Oxytocin was the drug with the largest number of studies and samples. The six additional studies on oxytocin conducted after the publication of our previous review[16] continue to show substandard quality of this medicine in LMIC, especially in peripheral level outlets. Ergometrine was the uterotonic with the highest prevalence of failed samples. This is not surprising if we consider that this drug has to be stored at 2–8°C and protected from light. Most of the studies that assessed the quality of ergometrine collected the samples at peripheral level where problems maintaining a continuous cold chain are frequently reported. In addition ergometrine is very unstable under the influence of light. [34]. Despite the well know stability problems of ergometrine and the existence of other alternative uterotonics, most of the studies on the quality of this medicine were conducted over the last eight years which suggests that ergometrine is still available and used in LMIC. When issues with the cold chain are detected, people tend to replace oxytocin and ergometrine with misoprostol because it is a drug that is stable at room temperature. However, our review also found quality problems in nearly 40% of the misoprostol samples, and a high number of possibly falsified misoprostol samples. These findings contradict the general perception that misoprostol does not have quality problems and could replace oxytocin in settings without cold-chain conditions.

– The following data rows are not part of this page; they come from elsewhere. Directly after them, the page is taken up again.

PR #122, opened 2022-03-19
Parallelize trace queries

aaron-steinfeld:
## Description
Limit total agg queries that only expect a single result. Allows better query validation on QS side.


aaron-steinfeld:
Whoopps wrong branch. recreating.

PR #127, opened 2022-04-04
fix(explore): order by on eds attributes

skjindal93:
## Description
Order by on EDS attributes in explore, had missing order by expressions set on the explore request context, which are needed later to group by, and order in memory later

### Testing
Verified the changes end to end

### DIFF
--- a/gateway-service-impl/src/main/java/org/hypertrace/gateway/service/explore/entity/EntityServiceEntityFetcher.java
+++ b/gateway-service-impl/src/main/java/org/hypertrace/gateway/service/explore/entity/EntityServiceEntityFetcher.java
@@ -4,6 +4,7 @@ import java.util.Iterator;
 import java.util.List;
 import java.util.Set;
 import java.util.stream.Collectors;
+import org.hypertrace.core.query.service.client.QueryServiceClient;
 import org.hypertrace.entity.query.service.client.EntityQueryServiceClient;
 import org.hypertrace.entity.query.service.v1.EntityQueryRequest;
 import org.hypertrace.entity.query.service.v1.Expression;
@@ -17,8 +18,10 @@ import org.hypertrace.gateway.service.common.AttributeMetadataProvider;
 import org.hypertrace.gateway.service.common.converters.EntityServiceAndGatewayServiceConverter;
 import org.hypertrace.gateway.service.common.util.AttributeMetadataUtil;
 import org.hypertrace.gateway.service.common.util.ExpressionReader;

Clindamycin is an antibiotic in the WHO EML but its availability and cost may be limiting factors to its use in low-resource settings [9, 58]. This may be a reason why we found no studies that assessed the quality of clindamycin in LMIC. Due to the lack of studies on carbetocin and tranexamic acid, which have only recently been added to essential medicines lists, we have no information on potential quality problems for these medicines in LMIC. This is an important gap that will need to be addressed in future studies as tranexamic acid and heat-stable carbetocin have been included in the 2019 WHO Essential Medicines List [6], and will start to be used for PPH in many countries. The low failure rates for magnesium sulphate samples could be attributed to the fact that it has a very simple formulation and is very stable at ambient temperatures. Therefore, magnesium sulphate ampoules are unlikely to undergo any significant degradation if they are properly manufactured, sterilized and packaged.[59]
Although there were substandard medicines in both sectors, in general we found higher failure rates in the private sector. Differences in policies for regulation and procurement of medicines across sectors may contribute to these findings.[13] Medicines prequalified by WHO or registered by a regulator applying similarly stringent requirements are regarded as reliable and of high quality, but these products cost 5%-10% more than medicines without such characteristics.[60] When national procurement bodies or private providers decide not to adhere to these standards in an attempt to lower costs, this can lead to higher expenses and burden due to additional interventions needed to treat complications.[61]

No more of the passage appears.